*WHAT THE EXERCISE ASKS*: Your response should reproduce every line of the entries that contains the word "subgraph".

*EXERCISE INPUTS*:
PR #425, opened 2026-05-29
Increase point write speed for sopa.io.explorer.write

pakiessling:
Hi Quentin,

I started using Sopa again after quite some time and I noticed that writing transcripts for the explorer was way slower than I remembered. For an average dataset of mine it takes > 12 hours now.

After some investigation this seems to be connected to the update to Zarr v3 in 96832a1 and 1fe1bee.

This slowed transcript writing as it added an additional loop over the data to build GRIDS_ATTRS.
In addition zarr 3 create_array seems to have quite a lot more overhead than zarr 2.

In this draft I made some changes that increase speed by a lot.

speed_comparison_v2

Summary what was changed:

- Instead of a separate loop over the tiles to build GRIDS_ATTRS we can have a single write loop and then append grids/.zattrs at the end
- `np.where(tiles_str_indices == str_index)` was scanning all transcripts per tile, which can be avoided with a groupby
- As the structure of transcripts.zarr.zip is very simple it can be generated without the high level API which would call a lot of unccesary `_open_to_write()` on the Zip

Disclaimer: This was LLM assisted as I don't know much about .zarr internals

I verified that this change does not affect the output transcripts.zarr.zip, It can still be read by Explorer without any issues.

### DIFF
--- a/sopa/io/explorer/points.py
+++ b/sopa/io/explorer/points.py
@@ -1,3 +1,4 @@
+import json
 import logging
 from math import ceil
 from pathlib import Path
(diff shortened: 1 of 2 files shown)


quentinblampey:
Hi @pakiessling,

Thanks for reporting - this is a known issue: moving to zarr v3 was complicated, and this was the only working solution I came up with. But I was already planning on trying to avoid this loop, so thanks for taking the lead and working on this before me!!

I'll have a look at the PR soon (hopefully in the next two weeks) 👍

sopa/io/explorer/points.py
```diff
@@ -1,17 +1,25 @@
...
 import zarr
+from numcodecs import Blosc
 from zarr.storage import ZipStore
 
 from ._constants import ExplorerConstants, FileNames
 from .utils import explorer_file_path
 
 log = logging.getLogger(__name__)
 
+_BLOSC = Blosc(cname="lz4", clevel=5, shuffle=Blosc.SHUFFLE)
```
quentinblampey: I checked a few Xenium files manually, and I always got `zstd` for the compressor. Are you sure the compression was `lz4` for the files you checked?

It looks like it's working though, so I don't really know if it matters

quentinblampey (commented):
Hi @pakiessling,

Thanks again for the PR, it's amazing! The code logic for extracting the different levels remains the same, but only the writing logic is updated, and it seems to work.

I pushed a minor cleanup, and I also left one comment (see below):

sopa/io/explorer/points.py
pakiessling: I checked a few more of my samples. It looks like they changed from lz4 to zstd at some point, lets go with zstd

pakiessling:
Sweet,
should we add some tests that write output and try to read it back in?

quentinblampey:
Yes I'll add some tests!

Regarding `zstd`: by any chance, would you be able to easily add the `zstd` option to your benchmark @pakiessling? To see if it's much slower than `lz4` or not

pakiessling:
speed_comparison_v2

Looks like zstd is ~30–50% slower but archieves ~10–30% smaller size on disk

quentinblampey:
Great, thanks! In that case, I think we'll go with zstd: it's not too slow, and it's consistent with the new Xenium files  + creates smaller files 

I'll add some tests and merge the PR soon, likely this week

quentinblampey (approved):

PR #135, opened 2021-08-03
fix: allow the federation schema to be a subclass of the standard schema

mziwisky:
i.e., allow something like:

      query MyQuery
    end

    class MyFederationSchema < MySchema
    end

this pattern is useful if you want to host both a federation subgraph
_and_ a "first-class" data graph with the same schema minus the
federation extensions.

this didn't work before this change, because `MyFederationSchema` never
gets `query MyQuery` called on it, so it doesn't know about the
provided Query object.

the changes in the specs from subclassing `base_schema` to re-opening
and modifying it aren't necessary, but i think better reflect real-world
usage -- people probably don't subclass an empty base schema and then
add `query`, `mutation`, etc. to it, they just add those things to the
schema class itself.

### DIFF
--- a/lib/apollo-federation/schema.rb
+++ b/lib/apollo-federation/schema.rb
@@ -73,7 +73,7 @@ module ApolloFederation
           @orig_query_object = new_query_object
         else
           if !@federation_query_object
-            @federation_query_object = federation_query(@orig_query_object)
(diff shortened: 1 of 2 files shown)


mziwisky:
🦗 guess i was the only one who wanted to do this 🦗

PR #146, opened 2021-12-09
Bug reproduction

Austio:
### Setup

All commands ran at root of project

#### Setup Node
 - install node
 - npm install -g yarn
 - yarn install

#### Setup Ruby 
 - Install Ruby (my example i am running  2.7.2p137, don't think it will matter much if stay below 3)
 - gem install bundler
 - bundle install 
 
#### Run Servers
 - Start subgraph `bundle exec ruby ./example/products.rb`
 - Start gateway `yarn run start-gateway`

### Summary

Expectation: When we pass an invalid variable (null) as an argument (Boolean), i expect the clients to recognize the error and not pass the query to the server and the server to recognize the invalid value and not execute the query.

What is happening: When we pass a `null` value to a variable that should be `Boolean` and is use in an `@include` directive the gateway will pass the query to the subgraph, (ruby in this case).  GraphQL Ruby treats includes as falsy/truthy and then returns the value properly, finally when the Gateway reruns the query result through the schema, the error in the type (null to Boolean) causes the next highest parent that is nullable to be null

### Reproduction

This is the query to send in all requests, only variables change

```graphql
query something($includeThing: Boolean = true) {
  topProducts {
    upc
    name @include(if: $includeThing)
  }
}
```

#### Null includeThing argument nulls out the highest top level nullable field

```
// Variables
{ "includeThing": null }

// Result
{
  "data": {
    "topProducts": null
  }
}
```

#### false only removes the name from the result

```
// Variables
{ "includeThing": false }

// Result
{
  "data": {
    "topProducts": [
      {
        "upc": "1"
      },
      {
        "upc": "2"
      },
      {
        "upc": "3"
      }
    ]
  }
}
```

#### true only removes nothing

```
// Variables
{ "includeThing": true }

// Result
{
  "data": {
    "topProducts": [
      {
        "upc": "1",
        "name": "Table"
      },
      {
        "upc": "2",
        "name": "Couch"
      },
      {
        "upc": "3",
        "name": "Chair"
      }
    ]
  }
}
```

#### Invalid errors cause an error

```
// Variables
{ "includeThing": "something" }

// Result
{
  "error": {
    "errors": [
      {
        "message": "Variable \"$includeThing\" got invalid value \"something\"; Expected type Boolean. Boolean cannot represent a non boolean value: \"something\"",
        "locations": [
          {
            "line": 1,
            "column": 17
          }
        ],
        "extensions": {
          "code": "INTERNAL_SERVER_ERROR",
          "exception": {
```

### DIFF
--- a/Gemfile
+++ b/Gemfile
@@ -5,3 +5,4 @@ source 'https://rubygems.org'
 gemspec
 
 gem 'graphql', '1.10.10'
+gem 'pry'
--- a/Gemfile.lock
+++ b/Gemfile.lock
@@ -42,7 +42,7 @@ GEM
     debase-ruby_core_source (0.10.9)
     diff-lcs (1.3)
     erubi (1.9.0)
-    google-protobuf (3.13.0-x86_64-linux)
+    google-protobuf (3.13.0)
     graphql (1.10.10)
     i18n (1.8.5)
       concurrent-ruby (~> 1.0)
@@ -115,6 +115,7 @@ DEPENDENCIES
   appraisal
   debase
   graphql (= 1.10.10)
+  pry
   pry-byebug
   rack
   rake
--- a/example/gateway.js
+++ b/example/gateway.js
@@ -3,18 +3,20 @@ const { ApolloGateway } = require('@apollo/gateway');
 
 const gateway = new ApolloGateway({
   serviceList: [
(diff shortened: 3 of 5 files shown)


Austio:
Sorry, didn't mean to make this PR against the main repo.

*RESPONSE TO THE TASK*:
this pattern is useful if you want to host both a federation subgraph
 - Start subgraph `bundle exec ruby ./example/products.rb`
What is happening: When we pass a `null` value to a variable that should be `Boolean` and is use in an `@include` directive the gateway will pass the query to the subgraph, (ruby in this case).  GraphQL Ruby treats includes as falsy/truthy and then returns the value properly, finally when the Gateway reruns the query result through the schema, the error in the type (null to Boolean) causes the next highest parent that is nullable to be null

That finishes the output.